A Rapid Response Fantasyland

Rapid response teams sound good in theory – specifically skilled nurses as back-up providers for floor emergencies, intervening and escalating patients in times of unexpected deterioration.  However, the largest cluster-randomized trial and multiple meta-analyses have failed to show any benefit to rapid response teams.

The response to this high-quality evidence?  Irresponsible conclusions based on low-quality retrospective data.

These authors have so much enthusiasm for their product – a rapid response team that proactively rounds on patients – they’re blind to the most obvious holes in their data.  They try to retrospectively compare pre- and post-RRT implementation outcomes, despite having essentially only data on floor codes.  And, backing up their main conclusion, floor codes are lower post-RRT proactive rounding – of course, floor codes were already trending downwards at the time of implementation.

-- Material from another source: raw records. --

PR #1058, opened 2020-07-29
BXC-2746 - Cleanup PersistingRdfStreamConsumer spam

bbpennel:
https://jira.lib.unc.edu/browse/BXC-2746


lfarrell:
So, it was caused by the way the tests were setup? Fun.

PR #1061, opened 2020-07-31
BXC-2744 - Improve recovery of binary transfer jobs

bbpennel:
https://jira.lib.unc.edu/browse/BXC-2744
* Binary transfer job handles three error cases when a transfer runs into an existing file at the destination
    1. The file has already been transferred, but the storage uri was lost due to an error or the jvm shutting down. In this case, no transfer occurs, and the storage uri is recorded
    2. The file was partially transferred due to interruption. In this case, the file will be overwritten
    3. The pid of the file overlaps with an object in the repository, and therefore they have the same file uri. In this case, the deposit fails
* Removed redis tracking of binary transfers as having the JVM terminate will result in losing storage uris recorded in jena, which would be skipped during resumption, ultimately causing IngestContentJob to fail

### DIFF
--- a/deposit/src/main/java/edu/unc/lib/deposit/transfer/TransferBinariesToStorageJob.java
+++ b/deposit/src/main/java/edu/unc/lib/deposit/transfer/TransferBinariesToStorageJob.java
@@ -150,7 +150,8 @@ public class TransferBinariesToStorageJob extends AbstractDepositJob {
 
             Path stagingPath = getModsHistoryPath(objPid);
             if (Files.exists(stagingPath)) {
-                transferFile(modsPid, stagingPath.toUri(), transferSession, resc, CdrDeposit.descriptiveHistoryStorageUri);
+                transferFile(modsPid, stagingPath.toUri(), transferSession, resc,
+                        CdrDeposit.descriptiveHistoryStorageUri);
                 log.debug("Finished transferring MODS history file {}", modsPid.getQualifiedId());
             }
         }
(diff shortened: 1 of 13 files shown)


deposit/src/main/java/edu/unc/lib/deposit/transfer/TransferBinariesToStorageJob.java
```diff
@@ -187,13 +179,38 @@ private void transferDepositManifests(PID objPid, Resource resc, BinaryTransferS
...
 
             PID manifestPid = getDepositManifestPid(objPid, manifestFile.getName());
+            transferFile(manifestPid, manifestUri, transferSession, resc, CdrDeposit.storageUri);
+        }
+    }
+
+    private void transferFile(PID binPid, URI stagingUri, BinaryTransferSession transferSession,
+            Resource resc, Property storageProperty) {
 
-            if (!isObjectCompleted(manifestPid)) {
```
lfarrell, line 191: Do the isObjectCompleted and markObjectCompleted methods in AbstractDepositJob need to be removed?

bbpennel: No, they are still being used by other jobs. It is reasonable to use objectCompleted in cases where the jena model isn't being updated, since those can get lost in cases where the jvm shuts down or the jena transactions are interrupted at the wrong time.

What happened when the RRT intervened?  The same thing as all other studies show – they moved patients to a higher level of care.  How did patients fare in the ICU?  A third died or were transferred to hospice.  Utterly overlooked in the discussion, in which these authors praise their product and their RRT nurses profusely, is the end result of their RRT product appears to be an unchanged mortality – a simple shuffling around the location of in-hospital deaths.  Their title implies a result that is simply demonstrated nowhere in the article, yet they continue to lavish themselves with accolades right up through the final conclusion:

“Our study demonstrates proactivity and innovation as an overall approach to inpatient cardiac arrests  ….  Innovation stems from a dedicated managerial team who routinely evaluates trends in the code data and creatively seeks ways to prevent cardiac arrest from occurring.”

Managerial buzzword self-aggrandizing nonsense.

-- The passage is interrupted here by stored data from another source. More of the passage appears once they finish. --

PR #1066, opened 2020-08-04
Set destinations that produce errors  to invalid drop targets instead of cancelling the entire drop

lfarrell:
https://jira.lib.unc.edu/browse/BXC-2752

### DIFF
--- a/static/js/admin/src/MoveDropLocation.js
+++ b/static/js/admin/src/MoveDropLocation.js
@@ -210,7 +210,7 @@ define('MoveDropLocation', [ 'jquery', 'jquery-ui', 'ConfirmationDialog'],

“Proactive rounding by the rapid response team reduces inpatient cardiac arrests”
http://www.ncbi.nlm.nih.gov/pubmed/23994805

2 thoughts on “A Rapid Response Fantasyland”

  1. Jeeze Ryan…. tell us what you really think! 🙂

    We have a RRT at my hospital that is used fairly commonly. I agree with your comments above and feel that there is very little good quality evidence that shows real benefit. Our ICU director was one of the original lead authors pushing for RRTs over a decade ago. We had a journal club a couple years ago where we bashed the evidence for them. But there did seem to be some practicality to RRTs that is difficult to quantify in a proper study. The biggest benefit was forcing the inpatient teams to properly address code status. As soon as they had a few activations of the team, they were quite quick to make appropriate patients DNR (or NFR). One could reasonably argue that this should have happened earlier anyway. The other "good" aspect of RRTs was felt to be "empowering" the nursing staff to be able to get a doctor to see a deteriorating patient quickly rather than getting the run around that they were on rounds etc.

    Of course one needs to think about the harm of a RRT. If the result is sending patients to a higher level of care where they will die anyway. This will substantially increase cost and tie up resources without benefit.

  2. I love that description: "Managerial buzzword self-aggrandizing nonsense."

    I hear it so much now that my mind turns off whenever I hear it. I bought the book, "The Triple Aim." Of course it has its merits, but I couldn't get through it; the pearls were hidden among the morass of managerial buzzwords!